HELP AND DOCUMENTATION

MycoRegDB
  1. The FASTA comment line of each database entry indicates:  
    - Gene number, annotation and CDS positions as specified in the GenBank file.
    - Appropriate designation of promoter mentioning the organism, gene number/name and TSP/Motif name (if any).
    - The TSP-CDS or Motif-CDS distance in base pairs. The TSP-CDS distance is mentioned in approximation if the promoter has been computationally determined.
    - PubMed ID(s) of relevant reference(s).
MoPP
  1. Input sequence
    The DNA sequences can be pasted into the text area or a file containing the sequences can be uploaded. The sequences should be in FASTA format.

  2. Motif length
    The minimum and maximum motif length allowed by MoPP server is 2 bp and 15 bp respectively. By default, the server only searches for motifs of 6-8 bp. For motif searches of >15 bp, download the program.

  3. Stringency
    By default:
    The server first searches for motifs that are >80% identical and present in >70% of the sequences (High stringency). In case no motif is detected, the stringency is reduced to detect motifs that are >70% identical and present in >60% of the sequences (Medium stringency). If still no motif is detected, the stringency is further reduced to detect motifs that are >60% identical and present in >50% of the sequences (Low stringency).

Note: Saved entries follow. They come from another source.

PR #1008, opened 2024-04-05
include preprocessor definitions 

Albkat:
include  the preprocessor flags during regression tests in the Meson build.


awvwgk (approved):
Good catch

PR #1010, opened 2024-04-12
add --ceh flag

Albkat:
calculate CEH charges via tblite interface.
Small summary:
1. `get_ceh` procedure to obtain the charges from the library.
2. write the charges to **ceh.charges**.
3. update the manuals.


thfroitzheim (approved):
Looks good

    Using advance options, a user also has the freedom to specify the cut-offs for % identity and % sequences that should contain the motif.

  4. Multiple motifs
    The user may choose whether a motif is allowed to appear more than once in a single sequence or not (Default is "yes").

  5. Organism
    The user has to select the organism from which the input DNA sequences have been derived.

  6. MoPP output
    The degenerate IUPAC nucletide symbols used in MoPP output (Motif searched or Consensus) are:

       R - a/g;         B - c/g/t
       Y - c/t;         D - a/g/t
       M - a/c;         H - a/c/t
       K - g/t;         V - a/c/g
       S - c/g;         N - a/c/t/g
       W - a/t;

  7. Example for MoPP

    Input DNA sequences (from M. leprae):

    >ML1795 | hsp18 | CDS: 2174297..2174743 | Mlp_18kDa | TSP-CDS-Dist: 66 | PMID: 7551043
    ttgtctatcacaacttgcatcaatatatcgaccagtgctatatcaaatctAtgtagtcag
    gaacagctatatagttatagtttgtcacaacagattggagtgcgaggtgaccacac

    >ML2041 | oxyR | CDS: complement(2431984..2432919) | Mlp_oxyR_P1 | TSP-CDS-Dist: 0 | PMID: 9079928
    cgtgagtttggtctgaagtaaaggtgatatatcacactatacttatcggt

    >ML2041 | oxyR | CDS: complement(2431984..2432919) | Mlp_oxyR_P2 | TSP-CDS-Dist: 50 | PMID: 9079928
    ttgtttggattgattcaaaatcagatttttacactatccttcaaggttgcCgtgagtttg
    gtctgaagtaaaggtgatatatcacactatacttatcggt

    >ML2042 | ahpC | CDS: 2433029..2433616 | Mlp_ahpC_P1 | TSP-CDS-Dist: 46 | PMID: 9079928
    gtgtgatatatcacctttacttcagaccaaactcacggcaaccttgaaggAtagtgtaaa
    aatctgattttgaatcaatccaaacaaggatcggat

    >ML2042 | ahpC | CDS: 2433029..2433616 | Mlp_ahpC_P2 | TSP-CDS-Dist: 87 | PMID: 9079928
    tggtgggctgataactcttatcactcataccgataagtatagtgtgatatAtcaccttta
    cttcagaccaaactcacggcaaccttgaaggatagtgtaaaaatctgattttgaatcaat
    ccaaacaaggatcggat

    >MLr01 | rrs | CDS: 1341144..1342692 | Mlp_rrs(rrnA) | TSP-CDS-Dist: 207 | PMID: 1707388
    tagtcaacccgggacttgactcctctgctggatctgtattaatctggctgGgttgccccg
    aagcgggggaagtaagcttgaagtgttgtttgagaactcaatagtgtgtttggttttgtt
    gttgttgattttttgactacatctagcattcctcgtgtgtgtaggtgtagtttattatgt
    tatttatagatgccagttttggtgtcttgtcaggtatctctagaaattgaaaatttcgtc
    tagttattgatggagtt

    MoPP output [With default settings and "Mycobacterium (any)" as organism]:

    RESULT

    On the detailed result page of each motif (wherein the matches to the detected motif are highlighed), the value '1' for % identity denotes 100% identity.